# [Work task]
Some lines of the records below include the word "design". Report how many, and write nothing besides the number.

===============

PR #1893, opened 2022-01-18
ui: Bootstrap 5 leftover design fixes

thi4go:
This diff fixes some leftover design issues caused by the bootstrap 5
package upgrade.

### DIFF
--- a/cmd/dcrdata/public/scss/bootstrap_overrides.scss
+++ b/cmd/dcrdata/public/scss/bootstrap_overrides.scss
@@ -16,7 +16,3 @@
     overflow: visible;
   }
 }
-
-.small {
-  font-size: 80%;
-}
--- a/cmd/dcrdata/public/scss/bootstrap_overrides.scss
+++ b/cmd/dcrdata/public/scss/bootstrap_overrides.scss
@@ -16,3 +16,7 @@
     overflow: visible;
   }
 }
+
+.small {
+  font-size: 80%;
+}
--- a/cmd/dcrdata/public/scss/utils.scss
+++ b/cmd/dcrdata/public/scss/utils.scss
@@ -142,6 +142,10 @@
   width: 142px;
 }
 
+.mw50 {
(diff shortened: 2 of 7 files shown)


cmd/dcrdata/public/scss/utils.scss
```diff
@@ -158,6 +162,11 @@
   padding: 0.3rem 0;
 }
 
+.px7-5 {
```
thi4go, line 165: It seems like previous bootstrap (< 5) applied a left/right 7.5 padding to the `col` class. This helper is used to tilt back the `Mempool` homepage section to where it originally were.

===============

# [Finished task]
2